**What to produce**
Please take the lines from the one holding "PR #10120, opened 2024-05-28" through the one holding "Datasets and Disks." in the data below and copy them exactly.

**Data provided**

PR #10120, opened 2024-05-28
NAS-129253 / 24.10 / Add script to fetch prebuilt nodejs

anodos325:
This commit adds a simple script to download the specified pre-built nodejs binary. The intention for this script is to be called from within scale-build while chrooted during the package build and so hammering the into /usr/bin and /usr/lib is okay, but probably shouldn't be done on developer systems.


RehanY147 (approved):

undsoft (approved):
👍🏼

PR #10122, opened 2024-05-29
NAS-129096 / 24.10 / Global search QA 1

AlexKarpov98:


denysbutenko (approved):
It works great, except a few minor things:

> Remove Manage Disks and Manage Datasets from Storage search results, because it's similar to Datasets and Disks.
--
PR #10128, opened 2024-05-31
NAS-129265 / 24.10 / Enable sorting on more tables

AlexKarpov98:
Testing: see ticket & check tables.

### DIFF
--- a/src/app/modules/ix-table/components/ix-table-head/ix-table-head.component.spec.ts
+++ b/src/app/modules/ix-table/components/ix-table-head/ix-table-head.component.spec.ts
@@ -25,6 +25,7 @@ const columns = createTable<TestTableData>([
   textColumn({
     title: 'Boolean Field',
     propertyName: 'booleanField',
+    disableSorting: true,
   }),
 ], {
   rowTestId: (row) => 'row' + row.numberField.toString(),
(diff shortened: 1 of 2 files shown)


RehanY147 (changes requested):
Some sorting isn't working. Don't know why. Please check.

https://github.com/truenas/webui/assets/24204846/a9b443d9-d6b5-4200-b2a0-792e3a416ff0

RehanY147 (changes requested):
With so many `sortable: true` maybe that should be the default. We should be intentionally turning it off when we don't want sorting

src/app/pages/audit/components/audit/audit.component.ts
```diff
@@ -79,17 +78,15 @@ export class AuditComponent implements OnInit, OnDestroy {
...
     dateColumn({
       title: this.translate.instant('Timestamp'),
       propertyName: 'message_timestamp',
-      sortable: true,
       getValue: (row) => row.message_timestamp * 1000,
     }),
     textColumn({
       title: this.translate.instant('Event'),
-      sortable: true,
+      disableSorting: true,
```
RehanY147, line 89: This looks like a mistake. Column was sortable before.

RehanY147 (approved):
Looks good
* * *
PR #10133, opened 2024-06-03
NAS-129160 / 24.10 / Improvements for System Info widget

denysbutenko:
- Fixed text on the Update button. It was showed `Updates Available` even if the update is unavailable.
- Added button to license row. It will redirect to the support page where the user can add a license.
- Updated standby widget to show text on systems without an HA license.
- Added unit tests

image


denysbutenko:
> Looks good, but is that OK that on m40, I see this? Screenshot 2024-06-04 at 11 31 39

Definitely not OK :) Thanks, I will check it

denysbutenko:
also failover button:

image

**Written response**
PR #10120, opened 2024-05-28
NAS-129253 / 24.10 / Add script to fetch prebuilt nodejs

anodos325:
This commit adds a simple script to download the specified pre-built nodejs binary. The intention for this script is to be called from within scale-build while chrooted during the package build and so hammering the into /usr/bin and /usr/lib is okay, but probably shouldn't be done on developer systems.


RehanY147 (approved):

undsoft (approved):
👍🏼

PR #10122, opened 2024-05-29
NAS-129096 / 24.10 / Global search QA 1

AlexKarpov98:


denysbutenko (approved):
It works great, except a few minor things:

> Remove Manage Disks and Manage Datasets from Storage search results, because it's similar to Datasets and Disks.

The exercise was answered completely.